[Stored data entries]
--- START ---
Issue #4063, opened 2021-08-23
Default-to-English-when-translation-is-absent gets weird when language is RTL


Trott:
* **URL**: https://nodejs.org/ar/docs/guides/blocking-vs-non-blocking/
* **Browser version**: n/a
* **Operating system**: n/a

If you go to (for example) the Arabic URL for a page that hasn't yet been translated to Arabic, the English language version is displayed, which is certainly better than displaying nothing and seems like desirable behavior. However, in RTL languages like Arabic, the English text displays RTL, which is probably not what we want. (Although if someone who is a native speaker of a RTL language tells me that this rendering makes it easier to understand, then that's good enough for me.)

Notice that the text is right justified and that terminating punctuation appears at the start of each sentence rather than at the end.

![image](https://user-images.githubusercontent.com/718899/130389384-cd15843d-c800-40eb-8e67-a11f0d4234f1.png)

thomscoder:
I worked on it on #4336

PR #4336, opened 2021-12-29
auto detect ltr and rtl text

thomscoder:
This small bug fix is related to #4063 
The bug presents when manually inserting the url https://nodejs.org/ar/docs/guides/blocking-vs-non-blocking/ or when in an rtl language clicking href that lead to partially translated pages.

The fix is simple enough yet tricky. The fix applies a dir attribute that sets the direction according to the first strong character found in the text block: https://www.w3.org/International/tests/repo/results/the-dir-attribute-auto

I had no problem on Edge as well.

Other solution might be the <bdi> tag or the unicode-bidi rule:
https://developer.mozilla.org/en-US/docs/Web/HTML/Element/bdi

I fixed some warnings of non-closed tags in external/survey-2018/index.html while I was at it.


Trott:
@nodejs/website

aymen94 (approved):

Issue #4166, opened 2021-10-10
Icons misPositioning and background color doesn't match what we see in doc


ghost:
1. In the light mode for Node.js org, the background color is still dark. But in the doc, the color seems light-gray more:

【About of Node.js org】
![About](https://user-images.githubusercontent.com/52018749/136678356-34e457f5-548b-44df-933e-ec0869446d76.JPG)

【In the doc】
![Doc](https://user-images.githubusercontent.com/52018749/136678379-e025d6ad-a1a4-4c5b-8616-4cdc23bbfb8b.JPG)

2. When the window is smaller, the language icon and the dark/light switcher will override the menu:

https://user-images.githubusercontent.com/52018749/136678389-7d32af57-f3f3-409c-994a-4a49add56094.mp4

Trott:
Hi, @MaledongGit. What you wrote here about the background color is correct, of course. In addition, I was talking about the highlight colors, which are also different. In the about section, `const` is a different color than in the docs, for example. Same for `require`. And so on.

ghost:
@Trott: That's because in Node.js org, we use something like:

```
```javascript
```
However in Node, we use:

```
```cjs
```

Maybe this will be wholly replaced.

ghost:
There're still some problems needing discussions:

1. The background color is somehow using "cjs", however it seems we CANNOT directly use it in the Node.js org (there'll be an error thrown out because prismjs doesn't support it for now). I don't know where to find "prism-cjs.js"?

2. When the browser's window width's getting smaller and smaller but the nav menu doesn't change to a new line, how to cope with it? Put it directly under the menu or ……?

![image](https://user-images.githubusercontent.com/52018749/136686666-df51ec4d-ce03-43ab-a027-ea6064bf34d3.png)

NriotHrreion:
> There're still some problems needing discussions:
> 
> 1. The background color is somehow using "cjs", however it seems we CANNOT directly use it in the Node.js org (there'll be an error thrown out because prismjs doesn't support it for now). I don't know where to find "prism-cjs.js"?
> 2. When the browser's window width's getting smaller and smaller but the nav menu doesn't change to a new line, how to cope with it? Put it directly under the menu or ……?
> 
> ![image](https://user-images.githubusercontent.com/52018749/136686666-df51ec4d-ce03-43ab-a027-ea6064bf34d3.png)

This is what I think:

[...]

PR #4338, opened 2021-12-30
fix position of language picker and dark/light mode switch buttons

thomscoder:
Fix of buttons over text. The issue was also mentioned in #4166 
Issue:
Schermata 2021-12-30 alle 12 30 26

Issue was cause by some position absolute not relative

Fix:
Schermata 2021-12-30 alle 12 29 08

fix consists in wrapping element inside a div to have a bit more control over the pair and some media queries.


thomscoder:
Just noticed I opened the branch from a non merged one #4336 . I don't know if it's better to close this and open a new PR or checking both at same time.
--- END ---
--- START ---
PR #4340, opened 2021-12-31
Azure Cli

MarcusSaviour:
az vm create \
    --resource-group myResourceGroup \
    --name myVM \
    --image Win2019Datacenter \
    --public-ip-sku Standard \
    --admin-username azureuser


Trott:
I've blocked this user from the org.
--- END ---
Task goal.
Filter the records above for "background" and copy every matching line.

Answer box.
Icons misPositioning and background color doesn't match what we see in doc
1. In the light mode for Node.js org, the background color is still dark. But in the doc, the color seems light-gray more:
Hi, @MaledongGit. What you wrote here about the background color is correct, of course. In addition, I was talking about the highlight colors, which are also different. In the about section, `const` is a different color than in the docs, for example. Same for `require`. And so on.
1. The background color is somehow using "cjs", however it seems we CANNOT directly use it in the Node.js org (there'll be an error thrown out because prismjs doesn't support it for now). I don't know where to find "prism-cjs.js"?
> 1. The background color is somehow using "cjs", however it seems we CANNOT directly use it in the Node.js org (there'll be an error thrown out because prismjs doesn't support it for now). I don't know where to find "prism-cjs.js"?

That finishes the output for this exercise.